HOMETOWN: New York City
INFLUENCES: Tracy Chapman, Death Cab for Cutie, Alanis Morissette
ALBUM: Eat Dirt, due out in 2012

Aruba-born Susan Justice grew up traveling the world with her itinerant parents and nine siblings as part of a controversial religious sect called the Family, spreading the group’s message through music. “Sometimes we would stay for a few months, but most of the time it was a new town every few days,” she says. Eventually they settled in New York, living in a city bus renovated by her father. Forbidden from consuming culture not approved by her parents’ religion, Justice developed her love of secular music in private.

Chafing under such restrictions, Justice ran away from home—such as it was—and began to make a living busking in the New York subway, earning as much as $500 a day. “I felt really connected to people singing in the subway,” she says. “It was amazing to play by myself for a change.
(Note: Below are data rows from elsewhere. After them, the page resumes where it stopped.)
PR #1611, opened 2017-07-14
Add task to merge the framework resources with the UAP runner resources

safern:
Contributes: https://github.com/dotnet/corefx/issues/21692

This is the work required to get all the resources from the framework and create a resources.pri that merges the framework resources and the test resources. This handles String.resx files and EmbeddedResources that are not called String.resx.

Also in order for this to be safe in parallel there is a change that needs to happen in corefx but I will submit the PR of that changes after this is merged. The change is in tests.builds by adding:

```xml
<PropertyGroup>
    <TraversalBuildDependsOn>
      MakeCommonResourcesPriFile;
      $(TraversalBuildDependsOn)
    </TraversalBuildDependsOn>
  </PropertyGroup>
```

Also I've submitted a private helix run and it is green with no test failures with the required change in coreclr to actually load the resources from pri file: https://mc.dot.net/#/user/safern/pr~2Fcorefx~2Fmaster~2F/test~2Ffunctional~2Fuap~2F/20170713.3526

cc: @tarekgh @weshaggard @joperezr


morganbr:
@tarekgh , would it be possible to avoid the resource merging part by having CoreClr resolve framework resources from embedded the same way UAPAOT does? Makepri is slow and merging has failures sometimes, so it would be preferable to not need to merge framework resources into the test resources (the same is true for actual user applications).

tarekgh:
> would it be possible to avoid the resource merging part by having CoreClr resolve framework resources from embedded the same way UAPAOT does? Makepri is slow and merging has failures sometimes, so it would be preferable to not need to merge framework resources into the test resources (the same is true for actual user applications).

I would like to keep the merging to the PRI because this is the customers scenario. also it will give us some idea if we run into any issue with MakePri. performance wise, it is not that slow especially most of the tests doen't have resources so we'll not merge and instead we will copy the pre-created common PRI

src/Microsoft.DotNet.Build.Tasks/MakeResourcesPriFile.cs
```diff
@@ -0,0 +1,154 @@
...
+            File.WriteAllText(_modifiedConfigFile, text);
+        }
+
+        private void MergePriFiles()
+        {
+            string projectRoot = Path.GetDirectoryName(RunnersPriFilePath);
+            ProcessStartInfo startInfo = new ProcessStartInfo()
+            {
+                FileName = MakePriExecutablePath,
+                Arguments = $"versioned /o /pr {projectRoot} /cf {_modifiedConfigFile} /of {NewPriFilePath} /if {RunnersPriFilePath}",
```
tarekgh: >Arguments = $"versioned /o /pr {projectRoot} /cf {_modifiedConfigFile} /of {NewPriFilePath} /if {RunnersPriFilePath}", [](start = 16, length = 118)

do we need to add quotations around the different parameters? this will help avoid problem if we have spaces in the file paths

src/Microsoft.DotNet.Build.Tasks/PackageFiles/resources.targets
```diff
@@ -9,11 +9,32 @@
...
+    <StringResourcesPath Condition="'$(StringResourcesPath)'=='' And Exists('$(ResourcesSourceOutputDirectory)Strings.resx')">$(ResourcesSourceOutputDirectory)Strings.resx</StringResourcesPath>
     <IntermediateResOutputFileFullPath Condition="'$(MSBuildProjectExtension)' == '.csproj'">$(IntermediateOutputPath)SR.cs</IntermediateResOutputFileFullPath>
     <IntermediateResOutputFileFullPath Condition="'$(MSBuildProjectExtension)' == '.vbproj'">$(IntermediateOutputPath)SR.vb</IntermediateResOutputFileFullPath>
     <DefineConstants Condition="'$(ConfigurationGroup)' == 'Debug'">$(DefineConstants);DEBUGRESOURCES</DefineConstants>
   </PropertyGroup>
+
+  <Target Name="CopyResxFilesToReswFiles" Condition="'$(BuildingUAPVertical)' == 'true'" BeforeTargets="CoreCompile">
+
+    <ItemGroup Condition="'$(BuildingUAPVertical)' == 'true'">
+      <AllResxFiles Include="@(EmbeddedResource)" Condition="'%(Extension)' == '.resx'">
```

That’s when I really began to blossom as a songwriter.” Jusice was discovered performing in a club by Spin Doctors drummer Aaron Comess, who helped her find a manager.

Her next important connection came with songwriter and producer Toby Gad (Beyoncé, Fergie, Alicia Keys), who helped Justice craft her upcoming major-label debut, Eat Dirt. “Toby was like my psychiatrist,” she says. “Because at that time, I was kind of homeless. I didn’t know what I was doing with my life. Toby made me dig deep to write about what I was feeling. Getting in touch with those feelings was the real breakthrough. Toby set me on the path to writing songs that gave people a window into my personal story.” Part of that process was learning to open up about her unusual upbringing. “My past has made me who I am today,” she declares. “And for that I’m grateful. I’ve survived and I’m feeling positive and creative. I’m looking ahead, not backward.”